Copy each line of the records that holds the string "from".

╭─ RECORDS PROVIDED

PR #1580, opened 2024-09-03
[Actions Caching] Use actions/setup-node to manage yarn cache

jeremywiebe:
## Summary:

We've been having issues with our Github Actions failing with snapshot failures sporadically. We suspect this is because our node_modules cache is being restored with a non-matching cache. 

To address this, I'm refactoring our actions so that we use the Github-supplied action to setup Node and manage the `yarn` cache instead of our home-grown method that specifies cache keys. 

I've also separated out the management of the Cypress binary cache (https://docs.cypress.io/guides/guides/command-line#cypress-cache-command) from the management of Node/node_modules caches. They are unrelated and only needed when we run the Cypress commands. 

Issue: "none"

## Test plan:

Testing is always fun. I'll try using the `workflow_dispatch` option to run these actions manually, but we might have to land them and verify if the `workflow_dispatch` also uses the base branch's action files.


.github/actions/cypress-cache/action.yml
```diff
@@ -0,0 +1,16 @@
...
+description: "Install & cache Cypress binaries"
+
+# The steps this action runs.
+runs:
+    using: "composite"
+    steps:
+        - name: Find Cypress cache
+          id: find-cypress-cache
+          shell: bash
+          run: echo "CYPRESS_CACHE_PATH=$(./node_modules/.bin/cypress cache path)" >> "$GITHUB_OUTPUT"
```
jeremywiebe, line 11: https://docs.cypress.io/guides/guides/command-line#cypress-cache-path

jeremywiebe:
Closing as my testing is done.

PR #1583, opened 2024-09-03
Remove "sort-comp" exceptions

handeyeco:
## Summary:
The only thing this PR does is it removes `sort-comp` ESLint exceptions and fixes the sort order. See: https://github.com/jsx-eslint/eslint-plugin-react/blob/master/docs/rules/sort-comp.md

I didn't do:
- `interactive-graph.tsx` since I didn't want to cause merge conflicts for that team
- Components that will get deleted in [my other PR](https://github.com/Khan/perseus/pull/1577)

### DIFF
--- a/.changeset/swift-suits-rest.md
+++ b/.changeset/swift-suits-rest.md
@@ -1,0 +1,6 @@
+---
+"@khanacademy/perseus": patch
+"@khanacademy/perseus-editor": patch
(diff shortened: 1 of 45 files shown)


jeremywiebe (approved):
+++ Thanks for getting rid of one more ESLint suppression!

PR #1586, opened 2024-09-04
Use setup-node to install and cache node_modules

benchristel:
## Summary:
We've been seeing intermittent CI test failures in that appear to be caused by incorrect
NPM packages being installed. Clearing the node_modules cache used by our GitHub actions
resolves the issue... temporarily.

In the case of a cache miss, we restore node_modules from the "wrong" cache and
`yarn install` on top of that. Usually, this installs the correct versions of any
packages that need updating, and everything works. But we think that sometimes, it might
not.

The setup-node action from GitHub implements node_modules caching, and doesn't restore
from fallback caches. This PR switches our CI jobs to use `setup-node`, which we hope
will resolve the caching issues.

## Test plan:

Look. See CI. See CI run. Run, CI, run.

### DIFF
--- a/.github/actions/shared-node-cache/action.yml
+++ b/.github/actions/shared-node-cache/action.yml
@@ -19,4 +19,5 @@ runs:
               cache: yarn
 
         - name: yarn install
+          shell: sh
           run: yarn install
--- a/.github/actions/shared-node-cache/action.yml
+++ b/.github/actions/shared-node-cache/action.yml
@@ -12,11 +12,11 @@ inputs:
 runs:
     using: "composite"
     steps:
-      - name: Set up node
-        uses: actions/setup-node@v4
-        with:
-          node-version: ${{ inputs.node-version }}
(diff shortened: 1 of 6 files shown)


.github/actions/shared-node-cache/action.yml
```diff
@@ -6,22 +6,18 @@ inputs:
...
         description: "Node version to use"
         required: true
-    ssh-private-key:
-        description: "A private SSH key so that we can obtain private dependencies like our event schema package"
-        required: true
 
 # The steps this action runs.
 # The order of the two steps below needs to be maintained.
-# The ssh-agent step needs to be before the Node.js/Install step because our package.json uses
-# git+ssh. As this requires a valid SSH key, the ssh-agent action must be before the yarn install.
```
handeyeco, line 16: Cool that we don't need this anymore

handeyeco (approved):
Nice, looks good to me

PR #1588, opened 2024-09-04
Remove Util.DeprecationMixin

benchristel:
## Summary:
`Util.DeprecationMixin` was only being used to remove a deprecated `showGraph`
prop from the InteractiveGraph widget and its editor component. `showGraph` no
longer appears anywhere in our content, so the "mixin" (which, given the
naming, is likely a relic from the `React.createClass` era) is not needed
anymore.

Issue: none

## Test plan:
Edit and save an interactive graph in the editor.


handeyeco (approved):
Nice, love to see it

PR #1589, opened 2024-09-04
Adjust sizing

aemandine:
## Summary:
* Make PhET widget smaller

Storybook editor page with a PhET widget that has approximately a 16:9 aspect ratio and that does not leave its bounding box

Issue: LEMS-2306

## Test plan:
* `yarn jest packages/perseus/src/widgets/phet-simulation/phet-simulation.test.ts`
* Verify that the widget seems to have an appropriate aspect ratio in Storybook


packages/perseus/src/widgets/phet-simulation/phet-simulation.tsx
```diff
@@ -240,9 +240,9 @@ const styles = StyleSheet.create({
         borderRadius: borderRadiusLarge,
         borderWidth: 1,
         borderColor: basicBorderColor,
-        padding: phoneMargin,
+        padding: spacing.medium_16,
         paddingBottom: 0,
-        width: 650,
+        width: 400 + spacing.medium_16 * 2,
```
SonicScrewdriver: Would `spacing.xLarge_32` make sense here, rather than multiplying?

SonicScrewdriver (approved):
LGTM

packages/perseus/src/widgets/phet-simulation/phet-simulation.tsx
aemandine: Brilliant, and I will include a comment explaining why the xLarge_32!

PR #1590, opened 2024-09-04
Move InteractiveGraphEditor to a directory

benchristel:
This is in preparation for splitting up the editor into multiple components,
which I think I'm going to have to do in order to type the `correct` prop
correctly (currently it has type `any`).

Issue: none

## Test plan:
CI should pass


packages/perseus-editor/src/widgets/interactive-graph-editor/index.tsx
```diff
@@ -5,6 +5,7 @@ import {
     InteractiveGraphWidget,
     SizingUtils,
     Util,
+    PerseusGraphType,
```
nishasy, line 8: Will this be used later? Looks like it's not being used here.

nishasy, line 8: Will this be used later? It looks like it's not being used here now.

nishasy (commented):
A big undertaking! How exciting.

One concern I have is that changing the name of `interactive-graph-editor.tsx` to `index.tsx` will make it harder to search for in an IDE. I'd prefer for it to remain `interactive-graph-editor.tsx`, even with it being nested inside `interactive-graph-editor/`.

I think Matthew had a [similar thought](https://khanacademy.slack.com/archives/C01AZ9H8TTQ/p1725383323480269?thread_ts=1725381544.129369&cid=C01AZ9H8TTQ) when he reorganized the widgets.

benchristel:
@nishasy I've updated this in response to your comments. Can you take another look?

╰─

# SOLUTION TO THIS PROBLEM
I've also separated out the management of the Cypress binary cache (https://docs.cypress.io/guides/guides/command-line#cypress-cache-command) from the management of Node/node_modules caches. They are unrelated and only needed when we run the Cypress commands. 
In the case of a cache miss, we restore node_modules from the "wrong" cache and
The setup-node action from GitHub implements node_modules caching, and doesn't restore
from fallback caches. This PR switches our CI jobs to use `setup-node`, which we hope
prop from the InteractiveGraph widget and its editor component. `showGraph` no
naming, is likely a relic from the `React.createClass` era) is not needed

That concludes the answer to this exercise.